Requirement.
For the material below, output exactly the span from the line with "I agree with @mandawilson" to the line with "I dont think", including both, and nothing besides.

Material for this exercise.
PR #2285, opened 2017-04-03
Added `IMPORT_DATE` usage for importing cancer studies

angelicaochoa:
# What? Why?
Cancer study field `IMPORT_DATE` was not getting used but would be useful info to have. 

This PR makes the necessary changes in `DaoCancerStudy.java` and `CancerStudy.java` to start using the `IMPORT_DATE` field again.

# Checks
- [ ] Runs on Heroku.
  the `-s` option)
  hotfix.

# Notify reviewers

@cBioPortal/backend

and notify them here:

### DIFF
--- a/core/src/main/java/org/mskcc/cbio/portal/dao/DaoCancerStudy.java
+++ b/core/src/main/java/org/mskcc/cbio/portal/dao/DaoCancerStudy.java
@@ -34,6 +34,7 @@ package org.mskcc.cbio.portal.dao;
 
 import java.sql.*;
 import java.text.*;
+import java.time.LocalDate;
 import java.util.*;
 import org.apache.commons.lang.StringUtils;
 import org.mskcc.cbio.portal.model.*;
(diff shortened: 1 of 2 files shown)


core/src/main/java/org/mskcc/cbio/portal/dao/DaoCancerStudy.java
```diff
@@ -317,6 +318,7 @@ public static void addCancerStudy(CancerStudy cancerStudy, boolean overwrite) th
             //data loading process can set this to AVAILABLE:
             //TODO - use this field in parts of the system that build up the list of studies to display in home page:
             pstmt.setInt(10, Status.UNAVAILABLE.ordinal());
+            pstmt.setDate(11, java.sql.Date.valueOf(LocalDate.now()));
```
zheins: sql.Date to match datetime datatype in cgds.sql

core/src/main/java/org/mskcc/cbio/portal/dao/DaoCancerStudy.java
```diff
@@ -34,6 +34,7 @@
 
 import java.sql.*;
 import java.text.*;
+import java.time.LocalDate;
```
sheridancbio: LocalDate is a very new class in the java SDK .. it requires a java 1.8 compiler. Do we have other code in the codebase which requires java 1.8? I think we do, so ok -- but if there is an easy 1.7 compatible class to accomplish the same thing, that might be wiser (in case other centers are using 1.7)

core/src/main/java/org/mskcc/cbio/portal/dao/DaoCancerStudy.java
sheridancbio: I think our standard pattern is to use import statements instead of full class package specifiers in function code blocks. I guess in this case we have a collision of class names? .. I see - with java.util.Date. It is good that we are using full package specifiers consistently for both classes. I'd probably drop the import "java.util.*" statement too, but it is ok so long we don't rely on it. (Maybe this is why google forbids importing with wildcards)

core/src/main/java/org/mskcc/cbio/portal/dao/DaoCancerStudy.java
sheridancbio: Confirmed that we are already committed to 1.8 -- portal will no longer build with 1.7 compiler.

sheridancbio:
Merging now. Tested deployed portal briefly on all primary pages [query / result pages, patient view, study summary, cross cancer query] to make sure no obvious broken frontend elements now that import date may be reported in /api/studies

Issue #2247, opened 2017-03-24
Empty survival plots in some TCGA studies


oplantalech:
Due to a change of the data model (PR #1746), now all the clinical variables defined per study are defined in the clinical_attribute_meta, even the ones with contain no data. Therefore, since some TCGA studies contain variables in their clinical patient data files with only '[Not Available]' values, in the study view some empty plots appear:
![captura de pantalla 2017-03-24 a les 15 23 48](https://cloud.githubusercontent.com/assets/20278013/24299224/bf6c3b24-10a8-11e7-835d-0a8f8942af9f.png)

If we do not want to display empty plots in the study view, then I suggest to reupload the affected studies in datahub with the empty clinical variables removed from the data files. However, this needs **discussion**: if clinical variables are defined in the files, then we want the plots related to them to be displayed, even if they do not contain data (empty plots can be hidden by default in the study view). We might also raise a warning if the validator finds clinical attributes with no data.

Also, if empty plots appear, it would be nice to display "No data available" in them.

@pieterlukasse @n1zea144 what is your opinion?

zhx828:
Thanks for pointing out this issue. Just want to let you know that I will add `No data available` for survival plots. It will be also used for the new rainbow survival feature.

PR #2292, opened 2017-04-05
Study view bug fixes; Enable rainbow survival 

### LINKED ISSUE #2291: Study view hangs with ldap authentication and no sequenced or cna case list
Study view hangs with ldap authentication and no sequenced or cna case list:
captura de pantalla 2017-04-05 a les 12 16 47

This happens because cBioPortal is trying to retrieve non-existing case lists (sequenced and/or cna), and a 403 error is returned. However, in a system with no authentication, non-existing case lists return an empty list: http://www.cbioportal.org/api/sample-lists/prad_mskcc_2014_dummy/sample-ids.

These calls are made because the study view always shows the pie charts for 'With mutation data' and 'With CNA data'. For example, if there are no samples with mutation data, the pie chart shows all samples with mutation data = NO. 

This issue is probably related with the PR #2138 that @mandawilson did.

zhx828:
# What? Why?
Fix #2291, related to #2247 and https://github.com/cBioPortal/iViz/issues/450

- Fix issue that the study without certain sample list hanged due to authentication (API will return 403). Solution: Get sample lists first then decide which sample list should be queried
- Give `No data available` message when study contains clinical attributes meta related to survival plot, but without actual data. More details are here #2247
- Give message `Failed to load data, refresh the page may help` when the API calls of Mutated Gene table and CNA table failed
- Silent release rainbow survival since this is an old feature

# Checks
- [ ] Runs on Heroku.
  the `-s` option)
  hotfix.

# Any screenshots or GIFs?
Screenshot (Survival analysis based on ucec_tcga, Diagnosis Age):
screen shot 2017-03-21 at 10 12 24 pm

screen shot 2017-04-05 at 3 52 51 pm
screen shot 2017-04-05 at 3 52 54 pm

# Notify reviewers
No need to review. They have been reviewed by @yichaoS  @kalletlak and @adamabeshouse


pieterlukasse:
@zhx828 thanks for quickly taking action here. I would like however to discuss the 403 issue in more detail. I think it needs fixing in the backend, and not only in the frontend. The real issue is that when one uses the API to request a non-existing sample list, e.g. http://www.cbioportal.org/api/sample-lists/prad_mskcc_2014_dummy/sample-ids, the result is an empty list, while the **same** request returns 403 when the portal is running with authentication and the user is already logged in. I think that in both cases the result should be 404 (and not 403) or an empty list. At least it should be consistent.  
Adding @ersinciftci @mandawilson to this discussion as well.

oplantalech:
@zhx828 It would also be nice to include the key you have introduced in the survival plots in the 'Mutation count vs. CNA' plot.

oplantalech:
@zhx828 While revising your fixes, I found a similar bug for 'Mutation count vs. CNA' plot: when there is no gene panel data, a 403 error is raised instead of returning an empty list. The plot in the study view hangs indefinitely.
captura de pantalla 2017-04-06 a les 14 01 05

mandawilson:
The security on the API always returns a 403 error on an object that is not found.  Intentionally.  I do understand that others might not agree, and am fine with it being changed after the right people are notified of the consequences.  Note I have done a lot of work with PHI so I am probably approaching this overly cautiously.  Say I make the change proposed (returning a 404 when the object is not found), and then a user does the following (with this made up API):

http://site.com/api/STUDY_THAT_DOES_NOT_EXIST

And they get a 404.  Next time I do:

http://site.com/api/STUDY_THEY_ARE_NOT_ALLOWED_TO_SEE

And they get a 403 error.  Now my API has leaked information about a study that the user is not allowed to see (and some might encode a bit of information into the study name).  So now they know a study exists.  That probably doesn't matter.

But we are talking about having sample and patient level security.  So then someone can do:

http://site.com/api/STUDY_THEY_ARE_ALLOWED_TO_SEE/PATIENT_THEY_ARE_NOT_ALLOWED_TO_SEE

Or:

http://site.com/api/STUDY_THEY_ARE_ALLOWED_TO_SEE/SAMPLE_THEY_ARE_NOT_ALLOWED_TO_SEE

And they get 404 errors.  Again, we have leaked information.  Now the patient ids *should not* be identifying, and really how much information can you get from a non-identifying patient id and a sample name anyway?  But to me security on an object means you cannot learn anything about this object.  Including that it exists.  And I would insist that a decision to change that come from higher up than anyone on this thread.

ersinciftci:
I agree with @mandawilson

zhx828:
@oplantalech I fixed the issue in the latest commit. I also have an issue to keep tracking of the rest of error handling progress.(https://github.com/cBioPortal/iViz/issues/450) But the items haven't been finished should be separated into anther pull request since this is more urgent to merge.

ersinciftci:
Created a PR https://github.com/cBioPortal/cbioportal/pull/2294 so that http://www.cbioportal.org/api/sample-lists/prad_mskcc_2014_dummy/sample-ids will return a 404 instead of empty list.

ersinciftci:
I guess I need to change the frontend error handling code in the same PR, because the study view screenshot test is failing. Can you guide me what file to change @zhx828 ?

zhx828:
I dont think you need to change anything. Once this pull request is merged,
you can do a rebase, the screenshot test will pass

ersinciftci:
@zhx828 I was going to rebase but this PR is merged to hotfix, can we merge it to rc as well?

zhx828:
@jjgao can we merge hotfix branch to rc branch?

Result.
I agree with @mandawilson

zhx828:
@oplantalech I fixed the issue in the latest commit. I also have an issue to keep tracking of the rest of error handling progress.(https://github.com/cBioPortal/iViz/issues/450) But the items haven't been finished should be separated into anther pull request since this is more urgent to merge.

ersinciftci:
Created a PR https://github.com/cBioPortal/cbioportal/pull/2294 so that http://www.cbioportal.org/api/sample-lists/prad_mskcc_2014_dummy/sample-ids will return a 404 instead of empty list.

ersinciftci:
I guess I need to change the frontend error handling code in the same PR, because the study view screenshot test is failing. Can you guide me what file to change @zhx828 ?

zhx828:
I dont think you need to change anything. Once this pull request is merged,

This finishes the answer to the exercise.